Diego Trotta

Personal information
- Full name: Diego Alberto Trotta
- Date of birth: 13 December 1978 (age 47)
- Place of birth: Médanos, Argentina
- Position: Defender

Team information
- Current team: Independiente Neuquén

Senior career*
- Years: Team / Apps / (Gls)
- 1995–2002: Villa Mitre
- 1999: → Atlético Mexiquense (loan)
- 2000–2001: → Salgueiros (loan) / 3 / (0)
- 2002: Huracán de Tres Arroyos
- 2002–2003: Las Palmas / 18 / (1)
- 2003–2004: Alavés / 23 / (2)
- 2004–2008: Elche / 99 / (4)
- 2004–2005: → Olimpo (loan) / 13 / (0)
- 2008–2009: Albacete / 28 / (0)
- 2009: Godoy Cruz / 1 / (0)
- 2009–2010: Atlético Tucumán / 9 / (0)
- 2010–2011: San Martín
- 2011–2013: Villa Mitre
- 2013–2014: Bella Vista
- 2014–: Independiente Neuquén / 19 / (1)

= Diego Trotta =

Argentine footballer

Diego Alberto Trotta (born 13 December 1978) is an Argentine professional footballer who plays for Independiente Neuquén, as a defender.

==Career==
Born in Médanos, Buenos Aires, Trotta has played for Villa Mitre, Atlético Mexiquense, Salgueiros, Huracán de Tres Arroyos, Las Palmas, Alavés, Elche, Olimpo, Albacete, Godoy Cruz, Atlético Tucumán, San Martín and Bella Vista.

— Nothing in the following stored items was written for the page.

PR #3342, opened 2025-12-03
Add note about possible content coding reversal edge cases

### LINKED ISSUE #3339: Reversablilty of encoding wrt unencoded-digest
During WGLC @martinthomson noted:

> There is one thing that occurred to me reading this, which might be worth noting.  This depends on having codings that produce exactly one sequence of bytes when decoded.
>
> RFC 9110 says that a content coding transforms the content "without losing the identity of its underlying media type and without loss of information".  I can think of any number of codings that would not always transform back into the same sequence of bytes.

This is an astute observation. I think we can capture some high-level consiseration(s) to help implementers understand such cases. Even if the likelihood of a reversible yet non-identical-output encoding is niche today.

LPardue:
Fixes #3339

### DIFF
--- a/draft-ietf-httpbis-unencoded-digest.md
+++ b/draft-ietf-httpbis-unencoded-digest.md
@@ -229,7 +229,7 @@ Since the digest is calculated on unencoded representation bytes, validation of
 a message with content coding (as described above) can only succeed where the
 decoded output produces the same byte sequence as the input. While many
 registered content codings behave this way, there is no requirement for them to
-do so and it remains a possibility that a reverse coding could produce a
+do so and it remains a possibility that decoding could produce a
 different byte sequence. In order to avoid unintended validation failures, care
 is advised when selecting content coding for use with `Unencoded-Digest`.
 


draft-ietf-httpbis-unencoded-digest.md
```diff
@@ -219,11 +219,19 @@ Want-Unencoded-Digest: sha-512=3, sha-256=10, unixsum=0
...
-Digests delivered through `Unencoded-Digest` apply to the unencoded representation. If a message is
-received with content coding, a recipient needs to decode the message in order
-to calculate the digest that can subsequently be used for validation. If
-multiple content codings are applied, the recipient needs to decode all
-encodings in order before validation.
+Digests delivered through `Unencoded-Digest` apply to the unencoded
+representation. If a message is received with content coding, a recipient needs
+to decode the message in order to calculate the digest that can subsequently be
+used for validation. If multiple content codings are applied, the recipient
+needs to decode all encodings in order before validation.
```
LPardue, line 226: Changes here are just line-wrapping. No change in content.

draft-ietf-httpbis-unencoded-digest.md
```diff
@@ -219,11 +219,19 @@ Want-Unencoded-Digest: sha-512=3, sha-256=10, unixsum=0
...
+
+Since the digest is calculated on unencoded representation bytes, validation of
+a message with content coding (as described above) can only succeed where the
+decoded output produces the same byte sequence as the input. While many
+registered content codings behave this way, there is no requirement for them to
+do so and it remains a possibility that a reverse coding could produce a
```
martinthomson:
```suggestion
do so and it remains a possibility that decoding could produce a
```

draft-ietf-httpbis-unencoded-digest.md
ioggstream: > If multiple content codings are applied, the recipient
needs to decode all encodings in order before validation.

Isn't this implied by https://datatracker.ietf.org/doc/html/rfc9110#section-8.4-5 ?

I'd remove this one and leave the next paragraph.

LPardue: This text was added to address Roy's feedback that a decoder might overlook doing the right thing. So I'll keep it.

Trotta holds an Italian passport and played seven seasons in Spain's Segunda División as a central defender. He joined Alavés in the summer of 2003, and scored his first goal for the club against Sporting on 7 September 2003, two days after the birth of his daughter.

==Arrest==
On 16 April 2014, Trotta was captured on a security camera during a physical altercation with his former partner outside of her workplace in Bahía Blanca and was arrested.